Activation of MKP1 and c-Fos by C. albicans and S. cerevisiae and Epithelial Responses to Fungal Cell Wall Components (A–D) (A and B) Phosphorylation of MKP1 and IκBα after 2 hr or (C and D) activation of c-Jun and c-Fos DNA binding activity after 30 min and 3 hr of infection, respectively, with either C. albicans or S. cerevisiae or treatment with 2 μg/ml C. albicans chitin, 50 μg/ml C. albicans N- and O- mannan, or 100 μg/ml β-glucan microspheres (individually or in combination) for the same time periods. Only C. albicans activates MKP1 and c-Fos. (C and D) Data are ± SEM. (E) Moiety-induced cytokine production after 24 hr as measured by multiplex microbead assay. (F) Moiety-induced damage as measured by LDH release after 24 hr. Doses for (B)–(D) were the same as those for (A). All experiments are (A and B) representative of or (C–E) the mean of at least three independent experiments. An MOI of 10 was used for both species. ^∗p < 0.05; ^∗∗p < 0.01. See also Figure S4.

Figure 6

Activation of the Biphasic MAPK Response May Be Required for Colonization in a Murine Model (A and B) (A) Immunoblot analysis of MKP1 phosphorylation and (B) changes in transcription factor binding activity after infection with C. albicans SC5314 (noncolonizing) and 529L (colonizing). (C) Morphology of C. albicans strains on epithelial cells after 30 min, 2 hr, and 24 hr. (D) Secretion of cytokines after infection with C. albicans 529L and SC5314 for 24 hr.

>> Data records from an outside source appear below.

PR #239, opened 2020-01-16
Add more information to the events on the timeline

aabdaab:
This PR adds additional information to the events that are showing on the timeline (Geography, Legislation, Litigation).
On point hover, we are showing a tooltip with the title of the related `eventable`. 

Screenshot 2020-01-16 at 17 47 43

PT: https://www.pivotaltracker.com/story/show/170645003

### DIFF
--- a/app/controllers/cclow/geography/legislations_controller.rb
+++ b/app/controllers/cclow/geography/legislations_controller.rb
@@ -23,7 +23,10 @@ module CCLOW
         @sectors = @legislation.laws_sectors.order(:name)
         @keywords = @legislation.keywords.order(:name)
         @responses = @legislation.responses.order(:name)
-        @legislation_events = @legislation.events_with_eventable_title
+        @legislation_events = @legislation.events_with_eventable_title.order(:date)
+        @legislation_events_with_links = @legislation_events.map do |e|
+          ::Api::Presenters::Event.call(e)
+        end
       end
 
       private
--- a/app/controllers/cclow/geography/legislations_controller.rb
+++ b/app/controllers/cclow/geography/legislations_controller.rb
@@ -23,8 +23,8 @@ module CCLOW
         @sectors = @legislation.laws_sectors.order(:name)
         @keywords = @legislation.keywords.order(:name)
         @responses = @legislation.responses.order(:name)
-        @legislation_events = @legislation.events.order(:date)
-        @legislation_events_with_links = @legislation_events.map do |e|
+        legislation_events = @legislation.events.order(:date)
+        @legislation_events_with_links = legislation_events.map do |e|
           ::Api::Presenters::Event.call(e, :legislation)
         end
       end
--- a/app/controllers/cclow/geography/legislations_controller.rb
+++ b/app/controllers/cclow/geography/legislations_controller.rb
@@ -23,6 +23,7 @@ module CCLOW
         @sectors = @legislation.laws_sectors.order(:name)
         @keywords = @legislation.keywords.order(:name)
         @responses = @legislation.responses.order(:name)
+        @legislation_events = @legislation.events_with_eventable_title
       end
 
       private
--- a/app/controllers/cclow/geography/legislations_controller.rb
+++ b/app/controllers/cclow/geography/legislations_controller.rb
@@ -23,9 +23,9 @@ module CCLOW
         @sectors = @legislation.laws_sectors.order(:name)
         @keywords = @legislation.keywords.order(:name)
         @responses = @legislation.responses.order(:name)
-        @legislation_events = @legislation.events_with_eventable_title.order(:date)
+        @legislation_events = @legislation.events.order(:date)
         @legislation_events_with_links = @legislation_events.map do |e|
-          ::Api::Presenters::Event.call(e)
+          ::Api::Presenters::Event.call(e, :legislation)
         end
       end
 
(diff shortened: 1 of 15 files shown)


tsubik:
:eyes:

tsubik:
This is good for geography's related events, but we also have `description` on the event table. I see they are not using that field.

tsubik:
Maybe the title of related eventable (only for geography related events) could be shown with smaller font below the event title?

tsubik:
Actually, as a small link to that law/policy/litigation.

tsubik:
On hover there could be more details (if they are using the fields like description/url)

aabdaab:
> Maybe the title of related eventable (only for geography related events) could be shown with smaller font below the event title?

you mean in the tooltip?

tsubik:
Or maybe even previous events for related litigation/policy. Not sure if that could be a helpful for their users.

tsubik:
No, not in the tooltip.

aabdaab:
I also need to add redirection to the related legislation/litigation/geography on the point click.

tsubik:
Tooltips are hard on mobile.

aabdaab:
well, yeah. for a mobile it would have to be a different behavior. but for the desktop, the are some titles that are really long, not sure how that would look like 🤔

tsubik:
We can always trim the text.

tsubik:
Maybe this needs to go back to the design board. But this PR could be the initial version.

aabdaab:
I would say that description on the timeline (on the hover as you're suggesting) would be a bit too much and could get bloated. I see a timeline as just a general visualization of the events. If we add the click behavior to the points, the user will be redirected to the related eventable and could read more about that specific eventable. I would refrain from adding a lot of things in a small space like timeline

aabdaab:
but again, worth checking with @faustoperez

tsubik:
Well, I meant the description that is not shown anywhere on public site. I don't know if they are using that field, if no, then maybe it should be removed.

aabdaab:
I need to check that

simaob:
I'll check in the afternoon sorry, I have some comments about the content of the tooltip but have been in meetings the whole morning.

simaob:
So we have these fields that are relevant:

On the event:

* event type;
* event title;
* description;

On the records:
* title/name.

I think that on the timeline, without the over we should show:

* the date (already there);
* **event title** OR if no event title show **event type** (the description might be too big here, or they might not even be using it)

On hover:

* If it's an event related to the Record we are looking at (so not an "extended event", which we currently show on geographies only) I think we can show the **event description**, because showing the name of the Record doesn't add much; We can show the event title/type if there's no description;
* If it's a node for an extended event, it makes sense to show that eventable title like we have here. Just wondering if we should keep the event type on the tooltip as well, as it gets hidden by the tooltip. But might be overkill, people can "unhover"

aabdaab:
This is ready again ☝️(Event title is a humanized event type, so I'm using event title only)

simaob:
checking.

simaob:
Pretty cool!=) One question, is it easy to have the timeline scrolled to the right on landing?

aabdaab:
to show the latest events? yeah, let me check.

simaob:
Exactly!

aabdaab:
Alright, added the hook for that ☝️

app/controllers/cclow/geography/legislations_controller.rb
```diff
@@ -23,7 +23,10 @@ def show
         @sectors = @legislation.laws_sectors.order(:name)
         @keywords = @legislation.keywords.order(:name)
         @responses = @legislation.responses.order(:name)
-        @legislation_events = @legislation.events_with_eventable_title
+        @legislation_events = @legislation.events_with_eventable_title.order(:date)
```
simaob: @legislation_events doesn't need to be a instance variable, if it's not used in the views.

app/services/api/presenters/event.rb
```diff
@@ -0,0 +1,56 @@
...
+      end
+
+      private
+
+      def link(eventable_type, eventable_id)
+        if eventable_type.eql?('Legislation')
+          legislation_route(Legislation.find(eventable_id)&.geography_id, Legislation.find(eventable_id))
+        elsif eventable_type.eql?('Litigation')
+          url.cclow_geography_litigation_case_path(
+            Litigation.find(eventable_id)&.geography_id,
```
simaob: Do we need to pass the eventable_type and eventable_id separately? otherwise we could just have the `eventable` object and from there get to `geography_id`.
Example: if you go to the rails console and get the first event: `e = Event.first` and then access `e.eventable` that will be the correct object: Litigation/Legislation/Target/Geography. So we can make use of those associations, instead of using the find here.

app/services/api/presenters/event.rb
```diff
@@ -0,0 +1,56 @@
...
+          date: event.date,
+          description: event.description,
+          eventable_title: event.eventable_title,
+          link: link(event.eventable_type, event.eventable_id)
+        }
+      end
+
+      private
+
+      def link(eventable_type, eventable_id)
```
simaob: following from the comment bellow we can pass to this method `event.eventable` and then just use that object. Then instead of `eql?` you can use `eventable.is_a?(Legislation)` etc.

app/services/api/presenters/event.rb
aabdaab: true, we don't need to pass anything to these internal methods. I pushed the commit with a simplified code

simaob:
Awesome! =)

An MOI of 10 was used for (A) and (B) and an MOI of 0.01 for (D) and (E). Data are (A and C) representative of three independent experiments or (B, D, and E) mean of three independent experiments ± SEM.

Figure 7

Expression of c-Fos and MKP1 in Oral Epithelium (A–C) (A) Resting expression of c-Fos and MKP1 in oral RHE. Upregulation of c-Fos and MKP1 expression is associated with contact with Candida hyphae at (B) the surface after 4 hr and (C) throughout the epithelial layer when hyphae penetrate and invade at 24 hr (dark-brown staining). (D) Resting expression levels of c-Fos and MKP1 in control biopsies of human oral epithelium. (E and F) Increased expression of both c-Fos and MKP1 in two different oral biopsies with Candida infection (E, left, and F, top; dark-brown staining). Insets in (E) and (F) show an enlarged view of the region of Candida infection in each respective biopsy.